# Chicago restaurants?



## tbott (Jan 29, 2015)

Hey folks, going to post a longer thread in the off-topic room, but I'll shoot out a line here too. I'm moving to Chicago with the lady, will be looking for a line job. I'll be arriving mid-February. Any specific information, like job openings, would be nice, but I'm more curious about your opinions on restaurants in general. So, got any beta on fine-dining establishments in town? Where have you had excellent meals? Anywhere you've worked in the past that you were proud of? I'm a fairly young cook, not trying to be a hotshot, so if you know any chefs that are particularly good teachers, that would be cool too.
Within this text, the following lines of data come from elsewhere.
PR #78, opened 2020-04-12
For merge stochastic

SaTahernejad:


SaTahernejad:
I modified README a little and added a parameter file for stochastic problems. I also modified mibs.par.in.

tkralphs:
All but the last two commits were already merged, so can you open a new PR? Or else, you can probably just commit them directly to master at this point. I'm not sure if I ever granted you write access, though.

PR #92, opened 2022-01-18
fix bugs in cut generator; clean up instance load

yuxies:
MibSCutGenerator:

1. generalNoGoodCut: condition check of SL-MILP, change from true to false;
2. benders interdiction cut: change a condition check and the initial value of valL;

MibSModel:

1. loadProblemData: remove an unused variable and redundant lines;
2. instanceStructure: add another condition check when assigning coefficient column signs; fix a bug when binary search rowIndex; fix typos and remove a redundant check when printing cut information.

### DIFF
--- a/src/MibSCutGenerator.cpp
+++ b/src/MibSCutGenerator.cpp
@@ -5631,15 +5631,21 @@ MibSCutGenerator::bendersInterdictionOneCut(BcpsConstraintPool &conPool, double 
       cutub += lObjCoeffs[i] * lSolution[i];
       valU = 0;
       valL = lObjCoeffs[i];
-      if(lSolution[i] > etol){
-          if (localModel_->colSignsG2_[i] == MibSModel::colSignPositive){ 
-             valU -= bigM;
-          } else {
-             valU += lObjCoeffs[i]*lSolution[i];
-          }
-      } else if (localModel_->colSignsG2_[i] == MibSModel::colSignPositive){
-         valL -= lObjCoeffs[i];
+      if (lSolution[i] > etol){
+         if (localModel_->colSignsG2_[i] == MibSModel::colSignNegative){ 
+            valU += lObjCoeffs[i]*lSolution[i];
+         } else {
+            valU -= bigM;
+         }
       }
+      //This case is in the paper, but it may not make sense in practice
+      //It only helps if the coefficient is negative, but then the solution
+      //lower-level solution could not be optimal anyway 
+      //else if (localModel_->colSignsG2_[i] == MibSModel::colSignPositive &&
+      //         lObjCoefficient < -etol){
+      //   valL -= lObjCoeffs[i];
+      //}
+
 
       if (valL){
          indexList.push_back(indexL);
@@ -6022,8 +6028,10 @@ MibSCutGenerator::generateConstraints(BcpsConstraintPool &conPool)
      }
      
      numCuts += feasibilityCuts(conPool) ? true : false;
-     
-     return (numCuts ? true : false);
+
+     //This return value indicates whether the relaxation needs to be re-solved
+     //and should always be false (see BlisTreeNode.cpp)
+     return (false);
 
   }else if(bS->isUpperIntegral_){
      if (localModel_->isInterdict_ && useBendersCut == PARAM_ON){
@@ -6065,7 +6073,9 @@ MibSCutGenerator::generateConstraints(BcpsConstraintPool &conPool)
         }
      }
 
-     return (numCuts ? true : false);
+     //This return value indicates whether the relaxation needs to be re-solved
+     //and should always be false (see BlisTreeNode.cpp)
+     return (false);
 
   }else if (useFractionalCuts){
      
@@ -6083,7 +6093,9 @@ MibSCutGenerator::generateConstraints(BcpsConstraintPool &conPool)
   
   //delete sol;
 
-  return numCuts ? true : false;
+  //This return value indicates whether the relaxation needs to be re-solved
+  //and should always be false (see BlisTreeNode.cpp)
+  return false;
 }
 
 //#############################################################################


src/MibSModel.cpp
```diff
@@ -852,10 +842,8 @@ MibSModel::loadProblemData(const CoinPackedMatrix& matrix,
       CoinDisjointCopyN(rowUB, numRows, conUB + auxULRows);
       
       /* Add interdiction budget row */
-      if (intCosts){
```
tkralphs, line 855: I lost the thread of why this if is not needed. Right now, it looks to me as though it is needed.

src/MibSModel.cpp
```diff
@@ -909,14 +897,12 @@ MibSModel::loadProblemData(const CoinPackedMatrix& matrix,
       
       /* Add interdiction budget row */
 
-      if (intCosts){
-         for(i = 0; i < auxULRows; i++){
```
tkralphs, line 913: I see why this is not needed because `auxULRows` should be zero when intCosts is 0, but the same logic doesn't apply to the above one.

src/MibSModel.cpp
```diff
@@ -3308,17 +3294,19 @@ MibSModel::instanceStructure(const CoinPackedMatrix *newMatrix,
...
-               colSignsA2_[i] = MibSModel::colSignPositive;
-            }else if (colSignsA2_[i] == MibSModel::colSignNegative){
-               colSignsA2_[i] = MibSModel::colSignInconsistent;
-            }
-         }else{
-            if (colSignsG2_[i] == MibSModel::colSignUnknown){
-               colSignsG2_[i] = MibSModel::colSignPositive;
-            }else if (colSignsG2_[i] == MibSModel::colSignNegative){
-               colSignsG2_[i] = MibSModel::colSignInconsistent;
+         } else if (!upperRow) {
```
tkralphs, line 3297: This seems correct, but to make the logic match more obviously, I guess we could instead do
```
         } else {
            if (!upperRow) {
               ...
            }
         }
```
It would be even more clear if we had `lowerRow` instead of `upperRow` and we swap the order so that we have
```
         if (mult * matElements[j] < -etol_){
            if (lowerRow){
               ...
            } else {
               ...
            }
         } else {
            if (lowerRow){
               ...
            }
         }
```
Does it make sense?

src/MibSCutGenerator.cpp
```diff
@@ -5630,9 +5630,9 @@ MibSCutGenerator::bendersInterdictionOneCut(BcpsConstraintPool &conPool, double
       indexL = lowerColInd[i];
       cutub += lObjCoeffs[i] * lSolution[i];
       valU = 0;
-      valL = lObjCoeffs[i];
+      valL = 0;
```
tkralphs, line 5633: This change definitely does not seem right to me. Can you explain? It doesn't match what is in the paper. It will effectively end up with `-d^2 y <= d^2 y^*` instead of `-d^2 y <= d^2 y^*`

tkralphs (changes requested):
I made some comments, could you address them and make the changes? You had also questioned some things in `instanceStructure()` that seemed like they should not be there. For example, around line 3175, `newRowSense` is being set, but nothing should really be set oin this function, it's just to analyze structure.

src/MibSModel.cpp
yuxies: Yes, since if not `intCosts`, then `auxULRows` is zero, and the fill function would not fill the bound. But I agree, keeping the condition can also remind about the dependency.

src/MibSModel.cpp
yuxies: We can also keep this if it makes the logic clear, like the above one.

src/MibSModel.cpp
yuxies: > This seems correct, but to make the logic match more obviously, I guess we could instead do
> 
> ```
>          } else {
>             if (!upperRow) {
>                ...
>             }
>          }
> ```
Yes makes sense.

> It would be even more clear if we had `lowerRow` instead of `upperRow` and we swap the order so that we have
> 

We currently don't have the variable `lowerRow`, and  `upperRow` was a result of a binary search. I feel that adding a new variable here just for a condition check may bring redundancy.

src/MibSCutGenerator.cpp
yuxies: Oh I think the variable is used to help load the coefficients of the term $\sum d^2_i y_i$ (at L5641), so it needs to be set to `0` at the beginning.

src/MibSModel.cpp
tkralphs: Yes, but if you use `lowerRow`, you don't need `upperRow` (they are complements of each other). The number of variables stays the same.  So can you make this change?

src/MibSModel.cpp
tkralphs: OK, yes, let's just keep it.

src/MibSModel.cpp
tkralphs: Yes, let's just keep it, why not.

src/MibSCutGenerator.cpp
tkralphs: It needs to be set to _something_ for sure, but 0 is wrong, as far as I can see. You didn't really explain _why_ you think it needs to be set to zero.

tkralphs: We should probably just delete the line 5641 below (and the enclosing `else if` block), since it only reduces the coefficients, which technically weakens the cut (it is a `<=`). I think my logic was that the corresponding variables would never be nonzero anyway, but it doesn't harm anything to give them nonzero coefficients.

src/MibSModel.cpp
yuxies: okay I can do that... but just want to say that at L3260 `upperRow` was probably designed to match `upperCol`, and the change of variable will also affect L3266, L3337, and L3339.

src/MibSCutGenerator.cpp
yuxies: I see. I forgot there is another term `d^2y` and only considered the conditioned summation. I will revert it back.

tkralphs: OK, these are only suggestions, change as you see fit.

src/MibSModel.cpp
```diff
@@ -3221,7 +3224,7 @@ MibSModel::instanceStructure(const CoinPackedMatrix *newMatrix,
    int nonZero (newMatrix->getNumElements());
    int counterStart, counterEnd;
    int rowIndex;
-   bool upperRow, upperCol;
+   bool lowerRow, upperCol;
```
tkralphs, line 3227: I was expecting you to also change `upperCol` to `lowerCol` for consistency :).

src/MibSModel.cpp
```diff
@@ -1029,7 +1028,7 @@ MibSModel::loadProblemData(const CoinPackedMatrix& matrix,
    setProblemType(); //determine the type of MIBLP
    //determine the list of first-stage variables participate in second-stage constraints
    setRequiredFixedList(newMatrix);
-   instanceStructure(newMatrix, conLB, conUB, rowSense);
+   instanceStructure(newMatrix, conLB, conUB, origRowSense_);
```
tkralphs, line 1031: We don't really need to pass data members as function arguments, we can just directly access the data member in the called function. Looking at this, all the arguments are really data that should be stored in the class, so this function really shouldn't have any arguments. If you think about it, it wouldn't make sense to analyze data that wasn't actually stored in the class somewhere. So let's just make it so this function has no arguments.

src/MibSModel.cpp
```diff
@@ -3107,7 +3106,7 @@ MibSModel::setRequiredFixedList(const CoinPackedMatrix *newMatrix)
 void                                                   
 MibSModel::instanceStructure(const CoinPackedMatrix *newMatrix,
                              const double* rowLB, const double* rowUB,
-                             const char *rowSense)
+                             const char *newRowSense)
```
tkralphs, line 3109: We can just change `newRowSense` to `rowSense` here (and throughout the function). The `new` part doesn't make sense out of context (all of this variable naming using `new` is not very intuitive and should ideally be changed, but we can tackle stuff like that later or just do it in version 2).

tkralphs (changes requested):

src/MibSModel.cpp
yuxies: I can remove rowSense, but `newMatrix`, `conLB`, and `conUB` are initialized locally in `loadProblemData`, so unless I add this to `initialize()`, these arguments are still needed for data access.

Any information would be greatly appreciated.

T


----------



## Chuckles (Jan 29, 2015)

Last time I was in Chicago I ate at Balena and thought it was excellent.


----------



## longhorn (Jan 30, 2015)

A lot if the best meals I've had in Chicago were at restaurants that just closed their doors. L2O and senza were probably the two beat meals of my life.

I've worked in a few kitchens here and I've kept up contacts PM me with more details about what kinda place you'd like to work and I'll reach out and see what I can find.


----------



## strumke (Feb 8, 2015)

Moto was excellent and a very memorable experience, but definitely priced for a special occasion


----------